[SUPPLIED DATA]

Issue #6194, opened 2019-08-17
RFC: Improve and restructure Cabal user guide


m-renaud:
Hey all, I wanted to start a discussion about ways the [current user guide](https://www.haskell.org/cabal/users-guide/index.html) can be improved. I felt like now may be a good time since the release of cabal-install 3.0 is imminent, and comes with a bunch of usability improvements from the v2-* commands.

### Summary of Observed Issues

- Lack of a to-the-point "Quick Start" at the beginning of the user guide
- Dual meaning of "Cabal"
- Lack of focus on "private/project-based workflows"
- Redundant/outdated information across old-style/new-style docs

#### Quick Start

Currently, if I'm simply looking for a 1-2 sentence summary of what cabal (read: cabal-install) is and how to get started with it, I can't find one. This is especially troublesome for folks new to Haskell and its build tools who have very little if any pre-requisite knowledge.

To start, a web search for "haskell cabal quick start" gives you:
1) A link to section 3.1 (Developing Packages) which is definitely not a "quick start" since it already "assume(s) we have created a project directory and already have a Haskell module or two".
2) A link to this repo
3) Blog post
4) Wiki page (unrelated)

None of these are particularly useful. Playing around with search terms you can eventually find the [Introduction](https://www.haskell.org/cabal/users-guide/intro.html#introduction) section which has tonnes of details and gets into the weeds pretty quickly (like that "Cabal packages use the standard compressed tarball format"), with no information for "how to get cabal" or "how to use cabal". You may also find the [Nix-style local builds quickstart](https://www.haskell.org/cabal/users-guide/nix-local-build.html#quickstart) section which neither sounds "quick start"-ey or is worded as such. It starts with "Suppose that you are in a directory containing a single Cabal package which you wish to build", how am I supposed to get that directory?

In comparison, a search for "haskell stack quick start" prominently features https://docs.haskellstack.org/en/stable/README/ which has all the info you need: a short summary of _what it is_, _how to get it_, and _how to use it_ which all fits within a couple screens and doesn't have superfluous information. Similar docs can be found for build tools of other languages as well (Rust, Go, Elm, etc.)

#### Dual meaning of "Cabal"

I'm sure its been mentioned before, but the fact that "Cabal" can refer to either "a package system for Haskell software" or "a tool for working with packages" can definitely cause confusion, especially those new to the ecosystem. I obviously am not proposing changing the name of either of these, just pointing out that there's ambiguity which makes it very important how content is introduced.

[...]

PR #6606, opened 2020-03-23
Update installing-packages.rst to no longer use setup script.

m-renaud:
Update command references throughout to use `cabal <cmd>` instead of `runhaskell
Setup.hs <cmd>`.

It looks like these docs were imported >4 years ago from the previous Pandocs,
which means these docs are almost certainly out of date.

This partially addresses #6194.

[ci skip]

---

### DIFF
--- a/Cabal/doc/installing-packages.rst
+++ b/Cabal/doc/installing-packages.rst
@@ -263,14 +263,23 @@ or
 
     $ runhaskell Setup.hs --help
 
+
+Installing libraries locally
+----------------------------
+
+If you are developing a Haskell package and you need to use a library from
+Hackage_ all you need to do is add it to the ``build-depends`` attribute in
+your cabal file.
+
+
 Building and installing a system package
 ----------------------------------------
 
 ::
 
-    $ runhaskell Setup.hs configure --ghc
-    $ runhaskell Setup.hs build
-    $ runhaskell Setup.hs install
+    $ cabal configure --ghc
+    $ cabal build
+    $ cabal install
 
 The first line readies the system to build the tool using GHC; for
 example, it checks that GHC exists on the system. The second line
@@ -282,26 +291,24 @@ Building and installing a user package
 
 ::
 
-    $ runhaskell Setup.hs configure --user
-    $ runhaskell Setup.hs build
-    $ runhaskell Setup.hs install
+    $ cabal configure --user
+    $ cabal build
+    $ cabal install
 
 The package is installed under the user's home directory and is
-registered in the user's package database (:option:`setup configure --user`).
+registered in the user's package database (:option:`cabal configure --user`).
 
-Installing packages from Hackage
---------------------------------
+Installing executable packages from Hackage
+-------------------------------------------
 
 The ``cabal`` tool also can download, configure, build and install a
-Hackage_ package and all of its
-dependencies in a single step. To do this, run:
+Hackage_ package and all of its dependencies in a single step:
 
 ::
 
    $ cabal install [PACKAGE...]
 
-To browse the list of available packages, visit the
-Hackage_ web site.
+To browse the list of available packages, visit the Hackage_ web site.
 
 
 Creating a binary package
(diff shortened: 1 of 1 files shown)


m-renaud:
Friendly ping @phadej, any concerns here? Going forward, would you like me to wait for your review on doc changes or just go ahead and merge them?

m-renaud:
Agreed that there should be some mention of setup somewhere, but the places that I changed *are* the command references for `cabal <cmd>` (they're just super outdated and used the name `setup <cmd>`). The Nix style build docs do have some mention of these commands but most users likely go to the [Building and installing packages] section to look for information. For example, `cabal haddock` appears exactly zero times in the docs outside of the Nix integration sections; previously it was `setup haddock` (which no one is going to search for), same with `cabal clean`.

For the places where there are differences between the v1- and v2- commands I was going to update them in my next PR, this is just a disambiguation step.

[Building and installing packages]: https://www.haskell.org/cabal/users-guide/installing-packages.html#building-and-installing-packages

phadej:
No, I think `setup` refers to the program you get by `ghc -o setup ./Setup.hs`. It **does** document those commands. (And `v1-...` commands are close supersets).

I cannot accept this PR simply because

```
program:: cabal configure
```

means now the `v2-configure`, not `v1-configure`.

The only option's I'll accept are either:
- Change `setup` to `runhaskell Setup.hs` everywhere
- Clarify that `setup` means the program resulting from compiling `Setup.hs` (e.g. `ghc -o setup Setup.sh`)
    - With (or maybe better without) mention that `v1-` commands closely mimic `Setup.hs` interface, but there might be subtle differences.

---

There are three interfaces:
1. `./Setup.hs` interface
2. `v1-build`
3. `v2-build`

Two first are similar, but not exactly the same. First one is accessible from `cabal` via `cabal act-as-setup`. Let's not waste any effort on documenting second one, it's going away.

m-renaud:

[/SUPPLIED DATA]
[SUPPLIED DATA]

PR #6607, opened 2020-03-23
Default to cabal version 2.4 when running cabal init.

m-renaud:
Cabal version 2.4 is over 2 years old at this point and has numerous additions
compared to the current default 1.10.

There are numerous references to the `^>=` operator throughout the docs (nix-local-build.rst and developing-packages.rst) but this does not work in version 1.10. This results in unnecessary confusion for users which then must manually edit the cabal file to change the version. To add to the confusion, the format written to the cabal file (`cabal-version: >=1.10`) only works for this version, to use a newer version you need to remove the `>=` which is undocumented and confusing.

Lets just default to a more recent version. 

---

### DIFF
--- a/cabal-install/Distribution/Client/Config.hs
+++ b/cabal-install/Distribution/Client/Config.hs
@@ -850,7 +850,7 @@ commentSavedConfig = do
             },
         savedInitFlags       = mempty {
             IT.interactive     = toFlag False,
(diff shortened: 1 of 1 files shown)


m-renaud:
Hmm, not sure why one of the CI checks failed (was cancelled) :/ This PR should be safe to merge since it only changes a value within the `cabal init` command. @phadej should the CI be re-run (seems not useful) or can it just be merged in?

[/SUPPLIED DATA]

**REQUIRED ACTION:** Return only the lines of the records in which the string "project" appears.

**RESPONSE TO THE TASK:**
- Lack of focus on "private/project-based workflows"
1) A link to section 3.1 (Developing Packages) which is definitely not a "quick start" since it already "assume(s) we have created a project directory and already have a Haskell module or two".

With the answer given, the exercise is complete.